Show HN: Satellite is a forkable, P2P, publicly hosted social platform - lovvtide
https://satellite.earth/
======
mercxry
I signed up and I really like the concept and the ideals behind satellite,
kudos for that!

But here some of my opinions to improve the experience:

The sign-up should say the minimum amount of ETH required to create an
account, I wanted to test the process of getting it from the platform so I
used the "Need ETH? We got you covered" button and it worked without a
problem.

There are some tiny problem with the UI, for example the font color for some
parts of the UI blends in with the background and makes it really difficult to
read it, for example: usernames on comments, the network activity (navbar,
left of "Media"), titles and icons on the left menu bar on profiles ("Public
Earth ID" and "Satellite Data"), bio on profiles, etc...
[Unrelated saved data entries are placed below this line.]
PR #61, opened 2024-01-16
PDCT-762 Changed default doc status back to CREATED.

katybaulch:
# Description

We jumped the gun changing the default doc status to PUBLISHED. As part of the single production truth work, we need the default to be CREATED.

## Type of change

- [ ] Bug fix
- [x] New feature
- [ ] Breaking change

## How Has This Been Tested?

Updated integration test.

## Reviewer Checklist

- [x] No FIXMEs remain

### DIFF
--- a/integration_tests/document/test_create.py
+++ b/integration_tests/document/test_create.py
@@ -244,7 +244,7 @@ def test_create_document_when_invalid_variant(
     assert '(Invalid) is not present in table "variant"' in data["detail"]
 
 
-def test_document_status_is_published_on_create(
+def test_document_status_is_created_on_create(
     client: TestClient, test_db: Session, user_header_token
 ):
     setup_db(test_db)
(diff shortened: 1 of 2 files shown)


integration_tests/document/test_create.py
```diff
@@ -263,4 +263,4 @@ def test_document_status_is_published_on_create(
     )
 
     assert actual_fd is not None
-    assert actual_fd.document_status is DocumentStatus.PUBLISHED
+    assert actual_fd.document_status is DocumentStatus.CREATED
```
diversemix, line 266: Maybe we should change the test name too?

diversemix (approved):

integration_tests/document/test_create.py
katybaulch: Whoops - I was over zealous. Updated.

The landing page looks beautiful, but sometimes it freezes my browser for a
second, since it is heavy js, but that might be my fault because of my 200+
tabs open.

I am really curious on how Satellite will expand and scale with more users,
especially the constellation page, and once again congrats, you are building
the future of web!

------
seomint
It's encouraging to see decentralized efforts like this underway. I especially
like the "Daisy Bell" song at the end of one of the promo videos. Great inside
joke.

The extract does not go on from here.